Сегодня определенно стоял один из последних погожих дней в году, и Отис действительно был благодарен в День Благодарения. Он провел ночь с Джоан, они пили кофе и смотрели, как течет река Колумбия. Прошло уже шесть недель с тех пор, как доктор сказал ему о неоперабельной аневризме. Его мысли все еще были в полном беспорядке, а рука все еще дрожала, но за эти недели произошла глубокая метаморфоза, и теперь ничто не говорило о возможной капитуляции. Он в точности следовал инструкциям Джоан, меняя свои привычки в еде, упражняясь, медитируя, визуализируя. И он делал это не потому, что она нависала над ним, словно сержант на строевом плацу. Нет, она просто поставила его на тропинку и отошла. Она возложила всю ответственность на него самого, как и должно быть. Большинство ночей они проводили вместе. Иногда они менялись ролями, и тогда Джоан многое узнавала о виноделии, помогая Элайдже в лаборатории и делая все возможное, чтобы стать частью процесса. Отис научил ее распознавать оттенки вкуса и недостатки, а также важный аспект понимания вина – контекстуальный.
Что же касается попыток вернуть к жизни собственные ощущения, Отис придерживался практики, которой его обучила Джоан. Практически каждый день он находил в себе мужество, надеялся и верил, что, если будет продолжать в том же духе, то, возможно, снова почувствует запах и вкус. Практически каждый день, иногда по нескольку раз, он садился или ложился и посещал свой мозг, пытаясь зажечь нейроны, работая над положительной нейропластичностью, позволяя своему мозгу исцелиться. В этом был смысл. Прислушиваться к своему телу. Есть здоровую пищу. Делать упражнения. Не курить трубку. Найти немного покоя и присутствия. И подготовить мозг к перестройке нейронов, которые, как он надеялся, однажды вернут ему утерянные чувства.
В другие дни он так злился, что ругался, кричал, бил кулаками по стенам и устраивал истерики. Кем, черт возьми, он себя возомнил, пытаясь изменить свой мозг, излечить эту аневризму?! Но он все равно не сдавался. В нем было достаточно веры, чтобы продолжать двигаться вперед.
Он не стал рассказывать доктору о методах Джоан. Не потому, что не верил в них, а потому что не хотел, чтобы врач сказал ему, что его возлюбленная – сумасшедшая.
Потому что знал – это не так. Джоан Тоби была шаманкой, Чудо-женщиной, мистиком, который мог глубоко проникать в человеческие души, целителем, который помогал людям, когда большинство опускало руки.

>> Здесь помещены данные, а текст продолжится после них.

PR #1617, opened 2026-08-17
Diagnostics: Beam Moments Without a Beam

ax3l:
The beam moments calculation can be triggered before the simulation.

For use cases where the beam is only initialized in the first element as a `Source`, the run on an empty beam should produce clean, non-failing output that shows the beam moments as undefined, similar to #1616.

<details>

Simulations that load their beam from a `source` element hold no particles when the initial diagnostics run, and the reference particle is only restored from that file later on. Both broke the step-0 diagnostics:

* every beam moment normalized by a total weight of zero, and
* `beta*gamma = sqrt(gamma^2 - 1)` was evaluated for a reference particle of `gamma = 0` — in `reduced_beam_characteristics` *and* in `write_ref`, which runs first, so `diags/ref_particle` crashed before the moments were ever reached.

Under `amrex.fpe_trap_invalid` the run aborted before it started; without the traps it wrote a mix of NaN, zero and reduction identity elements that reads like a measurement.

### What changed

`reduced_beam_characteristics` normalizes by one instead of by zero, which carries the (all-zero) sums through the derived quantities without an exception, and reports the results that carry no information as NaN. `write_ref` reports `beta`, `gamma` and `beta*gamma` of an uninitialized reference particle as NaN.

A beam of zero total weight is not necessarily empty: `bunch_charge=0` massless test particles are a supported workflow (`examples/multipole/run_sextupole_kick.py`, `tests/python/test_chracc_Ez0.py`). Their minima and maxima are unweighted and stay defined. Telling that case apart costs no extra communication — the shift-sampling all-reduce above already establishes, globally, whether any rank owns a particle.

The emptiness test is an equality on purpose: `==` is quiet on a NaN, so a beam poisoned by a non-finite particle coordinate is not absorbed here but keeps tripping the FPE traps where they are enabled.

For a beam that does have particles and weight, `w_norm == w_sum` and every value is bit-identical to before.

### Tests

Added to `tests/python/test_beam_moments_degenerate.py`: an empty beam, an empty beam without a reference particle, and a beam of zero charge. Plus `test_beam_moments_do_not_raise_fpe`, which runs all the degenerate cases in a subprocess under `amrex.fpe_trap_invalid`/`_zero` — `tests/python/conftest.py` sets `amrex.signal_handling=0`, so the traps are otherwise never active in the suite, and a trap kills the process outright (exit 8 via `MPI_Abort`), which no in-process test could survive.

Verified to fail on `development` before the fix.

</details>

### DIFF
--- a/src/diagnostics/DiagnosticOutput.cpp
+++ b/src/diagnostics/DiagnosticOutput.cpp
@@ -114,10 +114,7 @@ namespace
         using namespace amrex::literals; // for _prt
 
         /* A reference particle that carries no energy yet, e.g. before a Source
-         * element loads it from file, has gamma = 0. Neither beta = sqrt(1 - 1/gamma^2)
-         * nor beta*gamma = sqrt(gamma^2 - 1) is a real number there, and evaluating
-         * them raises FE_INVALID (and FE_DIVBYZERO) under amrex.fpe_trap_invalid.
-         * Report the undefined quantities as NaN instead.
+         * element loads it from file, has gamma = 0 and thus no valid beta.
          */
         auto const nan = std::numeric_limits<amrex::ParticleReal>::quiet_NaN();
         bool const ref_is_initialized = ref_part.gamma() >= 1.0_prt;
--- a/src/diagnostics/DiagnosticOutput.cpp
+++ b/src/diagnostics/DiagnosticOutput.cpp
@@ -111,10 +111,21 @@ namespace
         int step
     )
     {
+        using namespace amrex::literals; // for _prt
+
+        /* A reference particle that carries no energy yet, e.g. before a Source
+         * element loads it from file, has gamma = 0. Neither beta = sqrt(1 - 1/gamma^2)
+         * nor beta*gamma = sqrt(gamma^2 - 1) is a real number there, and evaluating
+         * them raises FE_INVALID (and FE_DIVBYZERO) under amrex.fpe_trap_invalid.
+         * Report the undefined quantities as NaN instead.
+         */
+        auto const nan = std::numeric_limits<amrex::ParticleReal>::quiet_NaN();
+        bool const ref_is_initialized = ref_part.gamma() >= 1.0_prt;
+
         amrex::ParticleReal const s = ref_part.s;
-        amrex::ParticleReal const beta = ref_part.beta();
-        amrex::ParticleReal const gamma = ref_part.gamma();
-        amrex::ParticleReal const beta_gamma = ref_part.beta_gamma();
+        amrex::ParticleReal const beta = ref_is_initialized ? ref_part.beta() : nan;
+        amrex::ParticleReal const gamma = ref_is_initialized ? ref_part.gamma() : nan;
+        amrex::ParticleReal const beta_gamma = ref_is_initialized ? ref_part.beta_gamma() : nan;
         amrex::ParticleReal const x = ref_part.x;
         amrex::ParticleReal const y = ref_part.y;
         amrex::ParticleReal const z = ref_part.z;
--- a/src/diagnostics/ReducedBeamCharacteristics.cpp
+++ b/src/diagnostics/ReducedBeamCharacteristics.cpp
@@ -31,6 +31,7 @@
 #include <array>
 #include <cmath>
 #include <limits>
+#include <string>
 #include <vector>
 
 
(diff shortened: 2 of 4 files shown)


cemitch99:
In Python test:

stderr:
  Erroneous arithmetic operation
  addr2line: '/tmp/pytest-of-runner/pytest-0/test_beam_moments_do_not_raise0/amrex': No such file

ax3l:
I fixed the failing `test_beam_moments_do_not_raise_fpe` test, but this one is so hacky that we will not add it here. Was just good for local verification, will clean and remove now.

src/diagnostics/DiagnosticOutput.cpp
```diff
@@ -111,10 +111,21 @@ namespace
...
     )
     {
+        using namespace amrex::literals; // for _prt
+
+        /* A reference particle that carries no energy yet, e.g. before a Source
+         * element loads it from file, has gamma = 0. Neither beta = sqrt(1 - 1/gamma^2)
+         * nor beta*gamma = sqrt(gamma^2 - 1) is a real number there, and evaluating
+         * them raises FE_INVALID (and FE_DIVBYZERO) under amrex.fpe_trap_invalid.
+         * Report the undefined quantities as NaN instead.
+         */
```
ax3l:
```suggestion
         * element loads it from file, has gamma = 0 and thus no valid beta.
         */
```

src/diagnostics/ReducedBeamCharacteristics.cpp
```diff
@@ -150,8 +151,15 @@ namespace
         RefPart const ref_part = pc.GetRefParticle();
         // reference particle charge in C
         amrex::ParticleReal const q_C = ref_part.charge;
+        /* A reference particle that carries no energy yet, e.g. before a Source
+         * element loads it from file, has gamma = 0, for which beta*gamma =
+         * sqrt(gamma^2 - 1) is not a real number. Keep it out of the arithmetic
+         * below - such a beam reports "no beam" moments at the end anyway - so
+         * that we do not raise FE_INVALID under amrex.fpe_trap_invalid.
+         */
```
ax3l, line 156:
```suggestion
        /* A reference particle that carries no energy yet, e.g. before a Source
         * element loads it from file, has gamma = 0 and thus no valid beta.
         */
```

src/diagnostics/ReducedBeamCharacteristics.cpp
```diff
@@ -202,7 +211,10 @@ namespace
             int src_rank = found ? amrex::ParallelDescriptor::MyProc()
                                  : amrex::ParallelDescriptor::NProcs();
             amrex::ParallelAllReduce::Min(src_rank, amrex::ParallelDescriptor::Communicator());
-            if (src_rank < amrex::ParallelDescriptor::NProcs()) {
+            // this also tells us, globally and without a further reduction,
+            // whether the beam holds any particle at all
```
ax3l:
```suggestion
            // Does the beam hold any particle at all:
```

src/diagnostics/ReducedBeamCharacteristics.cpp
```diff
@@ -272,16 +284,33 @@ namespace
         // parallel-axis theorem. The shift keeps every sum at the O(rms^2) scale,
         // so the central moments below stay well-conditioned even in single precision.
         amrex::ParticleReal const w_sum = values_sum[0];
+
+        /* Every moment below is normalized by the beam's total weight, which is zero
+         * for a beam that holds no particles at all - e.g. the initial diagnostic of
+         * a simulation whose beam a Source element loads further down the lattice -
+         * and also for one of zero charge, as used for massless "test" particles.
+         * Both would turn each normalization into 0/0, which raises FE_INVALID under
+         * amrex.fpe_trap_invalid. Normalize by one instead, which carries the
```
ax3l:
```suggestion
         * Both would turn each normalization into invalid divisions by zero.
         * Normalize by one instead, which carries the
```

src/diagnostics/ReducedBeamCharacteristics.cpp
```diff
@@ -272,16 +284,33 @@ namespace
...
+         * (all-zero) sums through the derived quantities without an exception, and
+         * report the undefined results as NaN at the end of this function.
+         *
+         * The comparison is an equality on purpose: it is quiet for a NaN w_sum,
+         * so a beam poisoned by a non-finite particle coordinate is not silently
+         * absorbed here, but keeps tripping the FPE traps where they are enabled.
```
ax3l:
```suggestion
         * absorbed here, but keeps tripping FPE diagnostics when enabled.
```

src/diagnostics/ReducedBeamCharacteristics.cpp
```diff
@@ -517,6 +546,39 @@ namespace
...
+            if (has_particles)
+            {
+                constexpr std::array coordinates = {"x", "y", "t", "px", "py", "pt"};
+                for (std::size_t c = 0; c < coordinates.size(); ++c)
+                {
+                    std::string const coordinate = coordinates[c];
+                    data["min_" + coordinate] = values_min[c];
+                    data["max_" + coordinate] = values_max[c];
+                    // deprecated spellings of the same two entries
+                    data[coordinate + "_min"] = values_min[c];
```
ax3l: This looks more complicated than it needs to be. The logic of skipping could go into the
```C++
for (auto & moment : data) {
   moment.second = nan;
}
```
Look by matching prefix/suffix/exact instead of recovering from above variables.

cemitch99 (approved):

Вот и сейчас она, одетая в халат, потягивает кофе, скрашивая его утро, даже не сказав ни слова. Интересно, что творится в ее голове? Но на самом деле он знал. Она вообще ни о чем не думала. Она просто существовала. Она много ему рассказывала об этом.

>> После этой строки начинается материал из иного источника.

PR #1618, opened 2026-08-17
Diagnostics: Fix `min`/`max` Momentum Columns

ax3l:
The `reduced_beam_characteristics` ASCII output repeated `mean_px` in the `min_px` and `max_px` column headers, and likewise for `py` and `pt`:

Она как никто умела увидеть красоту жизни. В любой момент она могла сказать: «Ты чувствуешь этот запах?» или: «Ты слышишь это?» или: «Ты видишь это?». Встретив во время прогулки незнакомую собаку, она будет совершенно очарована. И будет рассматривать ее бесконечно. Или сорвет цветок – и не выпускает из рук в течение часа. Она находила волшебство в самых незначительных вещах: в звоне колокольчиков на веранде, качающихся на ветру, в очертаниях облаков, в сиянии утра.

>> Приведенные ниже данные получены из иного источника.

PR #835, opened 2026-01-28
drivers/efi/capsules.c: auto-set attempt_slot_b on capsule detection

filipleple:
*ref: prot-2021*

### DIFF
--- a/src/drivers/efi/capsules.c
+++ b/src/drivers/efi/capsules.c
@@ -23,6 +23,9 @@
 #include <Guid/FmpCapsule.h>
 #include <IndustryStandard/WindowsUxCapsule.h>
 
+/* Weak default - platforms can override to prepare redundant slots */
+__weak void efi_capsule_update_prepare_redundant_slot(void) { }
+
 /*
  * Overview
  *
@@ -801,7 +804,7 @@ BOOT_STATE_INIT_ENTRY(BS_DEV_INIT, BS_ON_EXIT, parse_capsules, NULL);
 
 #endif
 
-static void enable_capsule_smi(void *unused)
+static void enable_capsule_update_path(void *unused)
 {
 	uint32_t ret;
 
@@ -824,6 +827,10 @@ static void enable_capsule_smi(void *unused)
 
 	printk(BIOS_INFO, "%sabled capsule update SMI handler\n",
 	       ret == SMMSTORE_RET_SUCCESS ? "En" : "Dis");
+
+	/* For redundancy-enabled platforms, ensure booting from Slot B */
+	if (full_flash_access)
+		efi_capsule_update_prepare_redundant_slot();
 }
 
-BOOT_STATE_INIT_ENTRY(BS_POST_DEVICE, BS_ON_ENTRY, enable_capsule_smi, NULL);
+BOOT_STATE_INIT_ENTRY(BS_POST_DEVICE, BS_ON_ENTRY, enable_capsule_update_path, NULL);
--- a/src/drivers/efi/capsules.h
+++ b/src/drivers/efi/capsules.h
@@ -24,4 +24,12 @@ static inline void efi_add_capsules_to_bootmem(void) { }
 
 #endif
 
+/*
+ * Called when UEFI update capsules are detected.
+ *
+ * Platform-specific code can override this to prepare for capsule updates,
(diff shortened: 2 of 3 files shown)


src/drivers/efi/capsules.c
```diff
@@ -659,6 +662,9 @@ static void coalesce_capsules(struct block_descr block_chain, uint8_t *target)
 	}
 
 	printk(BIOS_INFO, "capsules: found %d capsule(s).\n", uefi_capsule_count);
+
+	if (uefi_capsule_count > 0)
+		efi_capsule_update_prepare_redundant_slot();
```
SergiiDmytruk: `coalesce_capsules()` is not the right place, better rename `enable_capsule_smi()` at the bottom and do it there using `full_flash_access` for a condition (to take on-disk capsules into account).

src/soc/intel/common/block/rtc/rtc.c
```diff
@@ -43,6 +44,20 @@ void rtc_conf_set_bios_interface_lockdown(void)
 					PCR_RTC_CONF_BILD);
 }
 
+#if CONFIG(INTEL_TOP_SWAP_OPTION_CONTROL)
+#include <drivers/efi/capsules.h>
```
SergiiDmytruk: Including this at the top should do no harm.  `if (CONFIG(INTEL_TOP_SWAP_OPTION_CONTROL))` can also be done inside the function.

SergiiDmytruk (changes requested):
Will do for now, but coreboot assuming a successful update can lead to unexpected user-visible behaviour.  I think we need an issue to [do it in EDK](https://github.com/Dasharo/edk2/pull/286#issuecomment-3786053739).

filipleple:
added the request for future improvement: https://github.com/Dasharo/dasharo-issues/issues/1756

src/drivers/efi/capsules.h
```diff
@@ -12,6 +12,14 @@ void efi_parse_capsules(uintptr_t *base, size_t *size);
...
 void efi_add_capsules_to_bootmem(void);
 
+/*
+ * Called when UEFI update capsules are detected.
+ *
+ * Platform-specific code can override this to prepare for capsule updates,
+ * e.g., to switch to a redundant firmware slot for safe updates.
+ */
+void efi_capsule_update_prepare_redundant_slot(void);
+
```
SergiiDmytruk: CI is failing with:
```
src/soc/intel/common/block/rtc/rtc.c:52:6: error: no previous prototype for 'efi_capsule_update_prepare_redundant_slot' [-Werror=missing-prototypes]
   52 | void efi_capsule_update_prepare_redundant_slot(void)
```
Maybe that's why `#if` was used in `rtc.c`.  I think moving this declaration out of `#if` should be fine.  At most one such function should be defined outside of `capsules.c` anyway.

SergiiDmytruk (approved):
Force-pushed to rebase and remove a stray empty line.

I also figured out why last time testing redundancy changes confused me, there is console output despite:
```
# CONFIG_DEFAULT_CONSOLE_LOGLEVEL_8 is not set
# CONFIG_DEFAULT_CONSOLE_LOGLEVEL_7 is not set
# CONFIG_DEFAULT_CONSOLE_LOGLEVEL_6 is not set
# CONFIG_DEFAULT_CONSOLE_LOGLEVEL_5 is not set
# CONFIG_DEFAULT_CONSOLE_LOGLEVEL_4 is not set
# CONFIG_DEFAULT_CONSOLE_LOGLEVEL_3 is not set
# CONFIG_DEFAULT_CONSOLE_LOGLEVEL_2 is not set
# CONFIG_DEFAULT_CONSOLE_LOGLEVEL_1 is not set
CONFIG_DEFAULT_CONSOLE_LOGLEVEL_0=y
CONFIG_DEFAULT_CONSOLE_LOGLEVEL=0
```
That must be because of `debug_level` in CMOS options and I took output as a sign that wrong firmware is being executed.

filipleple:
@SergiiDmytruk thanks! 

And yes it confused me a couple times as well, IIRC that's why we moved from CMOS backend to NVRAM storage of options, with the latter you can be sure what exact config state the platform will be after flashing, with the former it's not so obvious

Несмотря на ее наставничество, Отис еще не овладел искусством просто быть. Он старался, и ему нравилось стремление к покою, но его разум был так же активен, как и его ульи. Он столько лет совмещал кучу проектов, что привык к многозадачности: что он должен сделать днем, что забыл купить в магазине, какие незаконченные дела есть на ферме, как его ви́на продаются в Сиэтле, и так далее, и тому подобное.